Lendlease Group is the multinational construction, property and infrastructure company, headquartered in Australia, behind the controversial redevelopment of the Heygate Estate in Southwark. Lendlease was fined $56million in the US for a ‘huge fraud scheme in which it overbilled clients’ for over a decade as reported in the New York Times in 2012.

How many council estates might be effected?

The deal, worth up to £2 billion, could involve up to 17 council estates across the borough. The focus in Tottenham is the Northumberland Park regeneration area. The plans could see up to 40% affordable housing being built on the land of the demolished blocks and estates. This 40% includes the allowance for social housing, but no official numbers have been released for social homes.

What impact might the demolition and redevelopment have on Tottenham and the local residents?

In order to build all the promised new homes existing council buildings, currently occupied by council tenants and leaseholders, would be demolished and see the existing residents ‘decanted’ into alternative accommodation whilst the new homes are built. Although the council promises a right of return for all tenants, the move could be very disruptive to residents and many feel that they would lose connections to the existing community – for some, a place that they have been for decades. The 60% of new homes not at ‘affordable’ rates would arguably lead to people being priced out of the area.

What’s the general consensus of local people?

Many locals, who are aware of the HDV plans, are against the demolition and privatisation of council owned property and land and have joined campaign groups such as Stop HDV, The Two Billion Pound Gamble, Haringey Defend Council Housing and Our Tottenham.

David Lammy, the MP for Tottenham, and Catherine West, the MP for Hornsey and Wood Green, wrote to the then council leader Claire Kober last June raising concerns about the plans. As reported in The Guardian, the letter read:

‘In addition to reiterating these concerns, in light of the fire at Grenfell Tower we write today with the utmost urgency to urge caution and call on the cabinet to pause and reflect further on whether entering into a public-private partnership is the correct decision for the borough and its residents.

‘In our view no decision should be taken on the HDV until a fully updated business case is evaluated and further work is carried out by an external adviser or auditor to analyse and review the risks relating to the HDV.’
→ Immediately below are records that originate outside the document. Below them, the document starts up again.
PR #2182, opened 2022-08-26
Fixes for deprecated Matrix calls and for forthcoming Matrix 1.4-2

kbenoit:
- fixes deprecated `as()` calls (mostly `as(., "dgCMatrix")` which we'd used a lot)
- turns on errors for using deprecated versions using `options(Matrix.warnDeprecatedCoerce = 2)` in `testthat.R`
- works for forthcoming Matrix 1.4.2 release (tested from r-forge installation)

### DIFF
--- a/R/dfm-methods.R
+++ b/R/dfm-methods.R
@@ -144,7 +144,8 @@ matrix2dfm <- function(x, docvars = NULL, meta = NULL) {
     
     if (nrow(x) == 0 && ncol(x) == 0) {
         # avoid coercion to ldiMatrix
-        x <- as(as(as(matrix(nrow = 0, ncol = 0), "dMatrix"), "generalMatrix"), "unpackedMatrix")
+        x <- Matrix(x, sparse = TRUE)
+        x <- as(as(as(x, "CsparseMatrix"), "generalMatrix"), "dMatrix")
     } else {
         x <- Matrix(x, sparse = TRUE)
     }
--- a/R/dfm-methods.R
+++ b/R/dfm-methods.R
@@ -285,12 +285,12 @@ NULL
 
 #' The `Compare` methods enable relational operators to be use with dfm.
 #' Relational operations on a dfm with a numeric will return a
-#' [dgCMatrix-class][Matrix::dgCMatrix-class] object.
+#' [lgCMatrix-class][Matrix::lgCMatrix-class] object.
 #' @rdname dfm-internal
 #' @param e1 a [dfm]
 #' @param e2 a numeric value to compare with values in a dfm
 #' @export
 #' @seealso [Comparison] operators
 setMethod("Compare", c("dfm", "numeric"), function(e1, e2) {
-    as(callGeneric(as(as(as(e1, "CsparseMatrix"), "generalMatrix"), "dMatrix"), e2), "CsparseMatrix")
+    as(callGeneric(as(e1, "CsparseMatrix"), e2), "CsparseMatrix")
 })
--- a/R/dfm-methods.R
+++ b/R/dfm-methods.R
@@ -143,9 +143,7 @@ matrix2dfm <- function(x, docvars = NULL, meta = NULL) {
         meta <- make_meta("dfm")
     
     if (nrow(x) == 0 && ncol(x) == 0) {
-        # avoid coercion to ldiMatrix
-        x <- Matrix(x, sparse = TRUE)
-        x <- as(as(as(x, "CsparseMatrix"), "generalMatrix"), "dMatrix")
+        x <- make_null_dfm()
     } else {
         x <- Matrix(x, sparse = TRUE)
     }
--- a/R/dfm-methods.R
+++ b/R/dfm-methods.R
@@ -293,5 +293,5 @@ NULL
 #' @export
 #' @seealso [Comparison] operators
 setMethod("Compare", c("dfm", "numeric"), function(e1, e2) {
-    as(callGeneric(as(e1, "dgCMatrix"), e2), "lgCMatrix")
+    as(callGeneric(as(as(as(e1, "CsparseMatrix"), "generalMatrix"), "dMatrix"), e2), "CsparseMatrix")
 })
--- a/R/dfm-methods.R
+++ b/R/dfm-methods.R
@@ -144,13 +144,13 @@ matrix2dfm <- function(x, docvars = NULL, meta = NULL) {
     
     if (nrow(x) == 0 && ncol(x) == 0) {
         # avoid coercion to ldiMatrix
-        x <- as(matrix(nrow = 0, ncol = 0), "dgeMatrix")
+        x <- as(as(as(matrix(nrow = 0, ncol = 0), "dMatrix"), "generalMatrix"), "unpackedMatrix")
     } else {
         x <- Matrix(x, sparse = TRUE)
     }
     
     build_dfm(
-        as(x, "dgCMatrix"),
+        as(as(as(x, "CsparseMatrix"), "generalMatrix"), "dMatrix"),
         featname,
         docvars = docvars,
         meta = meta
--- a/R/dfm.R
+++ b/R/dfm.R
@@ -34,7 +34,8 @@
 #'     tokens_remove("b", padding = TRUE)
 #' toks
 #' dfm(toks)
-#' dfm(toks, remove = "") # remove "pads"
+#' dfm(toks) %>%
+#'  dfm_remove(pattern = "") # remove "pads"
 #'
 #' # preserving case
 #' dfm(toks, tolower = FALSE)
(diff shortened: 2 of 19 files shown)


kbenoit:
Tests above are failing but it does pass cleanly with Matrix 1.4-2. I need to test more with current CRAN release of Matrix too.

R/fcm.R
```diff
@@ -221,7 +223,7 @@ fcm.tokens <- function(x, context = c("document", "window"),
         type <- types(x)
         boolean <- count == "boolean"
         temp <- qatd_cpp_fcm(x, length(type), weights, boolean, ordered)
-        temp <- as(temp, "dgCMatrix")
+        temp <- as(as(as(temp, "CsparseMatrix"), "generalMatrix"), "dMatrix")
```
koheiw, line 226: I think we can switch between dgT and dgC only single `as()`. We know that `qatd_cpp_fcm()` returns only dgT.

``` r
require(Matrix)
#> Loading required package: Matrix
sessionInfo()
#> R version 4.1.2 (2021-11-01)
#> Platform: x86_64-pc-linux-gnu (64-bit)
#> Running under: KDE neon User - Plasma 25th Anniversary Edition
#> other attached packages:
#> [1] Matrix_1.4-2
#> 
smat <- sparseMatrix(i = c(1, 3, 3), j = c(1, 1, 2), x = c(10, 20, 30), dims = c(3, 4))
class(smat)
#> [1] "dgCMatrix"
#> attr(,"package")
#> [1] "Matrix"
smat2 <- as(smat, "CsparseMatrix")
class(smat2)
#> [1] "dgCMatrix"
#> attr(,"package")
#> [1] "Matrix"
smat3 <- as(smat2, "TsparseMatrix")
class(smat3)
#> [1] "dgTMatrix"
#> attr(,"package")
#> [1] "Matrix"
```

R/object-builder.R
```diff
@@ -27,9 +27,9 @@ build_dfm <- function(x, features,
                       docvars = data.frame(), meta = list(), 
                       class = "dfm", ...) {
     result <- new(class,
-        as(x, "dgCMatrix"),
-        docvars = docvars,
-        meta = make_meta("dfm", inherit = meta, ...)
+                  as(as(as(x, "CsparseMatrix"), "generalMatrix"), "dMatrix"),
```
koheiw, line 30: DFM is dgC or dgT when created internally. It is necessary to apply `as(as(as(x, "CsparseMatrix"), "generalMatrix"), "dMatrix")` only when `x` is unknown format. We probably need triple coercion for `as.dfm()` where `x` can be any matrix.

R/dfm-methods.R
```diff
@@ -144,13 +144,13 @@ matrix2dfm <- function(x, docvars = NULL, meta = NULL) {
     
     if (nrow(x) == 0 && ncol(x) == 0) {
         # avoid coercion to ldiMatrix
-        x <- as(matrix(nrow = 0, ncol = 0), "dgeMatrix")
+        x <- as(as(as(matrix(nrow = 0, ncol = 0), "dMatrix"), "generalMatrix"), "unpackedMatrix")
     } else {
         x <- Matrix(x, sparse = TRUE)
```
koheiw, line 149: It might be safe enough if we ensure that `x` is a dgC or  dgT Matrix here like:
```r
x <- Matrix(x, sparse = TRUE)
x <- as(as(as(x, "CsparseMatrix"), "generalMatrix"), "dMatrix")
```
Then we need only `as(x, "CsparseMatrix")` or `as(x, "TsparseMatrix")` in other functions.

kbenoit: I also changed 147 to `make_null_dfm()` since we already have a function for that.

R/object-builder.R
kbenoit: I left it here since it achieves the purpose of the original code, which was to ensure that build_dfm returns a dgCMatrix. I think you were suggesting a broader change that this glimpse at the code revealed. First things first - getting Matrix working. Did I misunderstand?

koheiw: Misunderstanding. I am suggesting to make simplify the code to make it work with Matrix 1.4-2: if `x` is dgT or dgC, you need only `as(x, "CsparseMatrix")`. `as(as(x, "generalMatrix"), "dMatrix")` is redundant.

R/dfm.R
```diff
@@ -383,7 +384,9 @@ make_null_dfm <- function(feature = NULL, document = NULL) {
         i = NULL,
         j = NULL,
         dims = c(length(document), length(feature))
-    ), "dgCMatrix")
+    ), "CsparseMatrix") %>%
```
koheiw, line 387: Please do not use pipes in the code for me. I use them in the global environment but never in packages.

R/dfm-methods.R
```diff
@@ -293,5 +292,5 @@ NULL
 #' @export
 #' @seealso [Comparison] operators
 setMethod("Compare", c("dfm", "numeric"), function(e1, e2) {
-    as(callGeneric(as(e1, "dgCMatrix"), e2), "lgCMatrix")
+    as(callGeneric(as(as(as(e1, "CsparseMatrix"), "generalMatrix"), "dMatrix"), e2), "CsparseMatrix")
```
koheiw, line 295: I wonder why you need to apply as, because DFM is always a dgCMatrix. Do you need to strip the DFM class to call the generic or something?

R/fcm-methods.R
```diff
@@ -142,7 +142,7 @@ matrix2fcm <- function(x, meta = NULL) {
     if (is.null(meta))
         meta <- make_meta("fcm")
     
-    build_fcm(as(Matrix(x, sparse = TRUE), "dgCMatrix"),
+    build_fcm(as(as(Matrix(x, sparse = TRUE), "generalMatrix"), "dMatrix"),
```
koheiw, line 145: I don't think you need `as()` here because you added `as(as(as(x, "CsparseMatrix"), "generalMatrix"), "dMatrix")` to  `build_fcm()`.

R/fcm.R
```diff
@@ -164,22 +165,23 @@ fcm.dfm <- function(x, context = c("document", "window"),
...
+        Matrix::diag(temp) <- (Matrix::diag(temp) - m) / 2
     }
-    if (tri) 
+    if (tri)
         temp <- Matrix::triu(temp)
 
     result <- build_fcm(
-        as(temp, "dgCMatrix"), featnames(x), 
-        count = count, context = context, margin = featfreq(x), 
+        as(temp, "CsparseMatrix"),
```
koheiw, line 179: I don't think you need `as()` here becasue it is done in `build_fcm()`.

R/fcm.R
```diff
@@ -230,9 +232,10 @@ fcm.tokens <- function(x, context = c("document", "window"),
             }
         }
         result <- build_fcm(
-            as(temp, "dgCMatrix"), type,
-            count = count, context = context, margin = featfreq(dfm(x, tolower = FALSE)), 
-            weights = weights, ordered = ordered, tri = tri, 
+            as(temp, "CsparseMatrix"),
```
koheiw, line 235: I don't think you need `as()` here becasue it is done in `build_fcm()`.

R/object-builder.R
```diff
@@ -27,9 +27,9 @@ build_dfm <- function(x, features,
                       docvars = data.frame(), meta = list(), 
                       class = "dfm", ...) {
     result <- new(class,
-        as(x, "dgCMatrix"),
-        docvars = docvars,
-        meta = make_meta("dfm", inherit = meta, ...)
+                  as(x, "CsparseMatrix"),
```
koheiw, line 30: If you add `as(as(as(x, "CsparseMatrix"), "generalMatrix"), "dMatrix")` in `build_fcm()`, let's do the same here too. This may contradict my earlier comment, but I think it we are better off if the two object builders work consistently.

tests/testthat.R
```diff
@@ -4,6 +4,9 @@ Sys.setenv("_R_CHECK_LENGTH_1_CONDITION_" = TRUE)
 library(testthat)
 library(quanteda)
 
+# for strong texts for Matrix deprecations
```
koheiw, line 7: Do you mean "tests"?

R/dfm-methods.R
kbenoit: Yes we do, but it could be accomplished more simply, so I changed it to 
```r
setMethod("Compare", c("dfm", "numeric"), function(e1, e2) {
    as(callGeneric(as(e1, "CsparseMatrix"), e2), "CsparseMatrix")
})
```

also I updated the documentation to reflect that it always returns an lgCMatrix.

R/fcm-methods.R
kbenoit: True. Hard to keep track of when it's needed. Was used before so I added it, but it wasn't necessary so I made it just 
```r
build_fcm(x, rowname, colname, meta = meta)
```
now.

R/object-builder.R
kbenoit: You're right, better to make sure here, since we want only a dgCMatrix returned, and not some other version of CsparseMatrix. It doesn't hurt to be sure.

koheiw (approved):
Looks good to me. Thank you for your work.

DT filmed a protest organised by Stop HDV and other community groups on 3 July last year which saw a huge march from Ducketts Common (across from Turnpike Lane tube), along Green Lanes, and descended on the Haringey Council head office on Station Road in Wood Green. It was an emotive evening with a large turnout, which stopped traffic – a bus driver even joined in tooting his horn – with people chanting ‘no permission for demolition. Stop the HDV!’ and ‘hands off our homes and our communities.’
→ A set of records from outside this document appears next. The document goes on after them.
PR #2185, opened 2022-10-01
Fix potential cause of segfault

koheiw:
Use multiplication instead to bitshift


kbenoit:
Is this PR active? I saw you had some activity on it but then it was closed.

koheiw:
I was looking into the FCM issue in an example in my package. My guess was bitshif and multiplication are slightly different in TBB, but not really sure. We do not see segfault anywhere else, so it could be just false positive.
https://www.stats.ox.ac.uk/pub/bdr/donttest/LSX.out
I can reopen this PR if you want.

PR #2196, opened 2022-12-15
Build to update Google Analytics code

koheiw:
I need to rebuild the site to update the GA tracking code in the header:

https://support.google.com/analytics/answer/10089681


kbenoit (approved):
Thanks Kohei!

The protest was held on the same day that a full cabinet meeting was held on the HDV deal.

What is Stop HDV all about?

Stop HDV is a group of local residents and business owners who have been fighting the HDV. Gordon Peters, part of the Stop HDV group, successfully crowdfunded for a court case last year, the hearing took place in October, which questioned Haringey Council and Lendlease on their ‘flawed process of housing demolition and regeneration’.

On 8 February 2018, a judgement was handed down by Justice Ouseley which refused permission to proceed with the claim for judicial review on all grounds. The community group submitted an appeal later that month and there have been no further updates so far.

What happened to Claire Kober and the previous council?

Under the previous council, Claire Kober led Haringey Council for 10 years, and was one of the youngest council leaders when she took the role in 2008 aged 30. At the beginning of 2018, she announced that she would be standing down from her role as council leader and ward councillor for Seven Sisters in the local May elections. It is claimed that a contributing factor was her decision to implement the HDV deal and the opposition towards it. 22 Haringey councillors opposed the scheme and asked Labour’s National Executive (NEC) to intervene. The NEC passed a motion requesting the HDV be stopped unless there was more of a consensus, which meant the final deal couldn’t be signed. The BBC reported that ‘This decision was met with criticism from several Labour council leaders across the country who publicly backed Ms Kober.’

And that, Claire Kober felt ‘deeply disappointed.’

She added: ‘The sexism, bullying, undemocratic behaviour, and outright personal attacks on me, as the most senior woman in Labour local government, has left me disappointed and disillusioned.’

Recent news has announced that Kober has taken up a role as director of housing at Pinnacle, a housing management group.

Ahead of the local elections in May a number of councillors were deselected. All of them had voted for the HDV. Joseph Ejiofor was chosen as the new leader of the council.

What’s all this about Momentum?

The main stream press has reported that it was mainly pressure from leftist Labour group Momentum, and that they were behind the anti-HDV campaign, that lead Claire Kober to quit, but some Tottenham locals see it a little differently. Read Aditya Chakrabortty’s explanation in The Guardian.

A new labour council has recently been elected. Does this have any impact on the HDV?

Before the council elections, the previous council promised that no final actions would be taken until the new councillors have been voted in. During the election hustings the potential candidates claimed they were almost certain that the HDV plans wouldn’t go ahead after election.

There is yet to be an update on whether the HDV is due to go ahead.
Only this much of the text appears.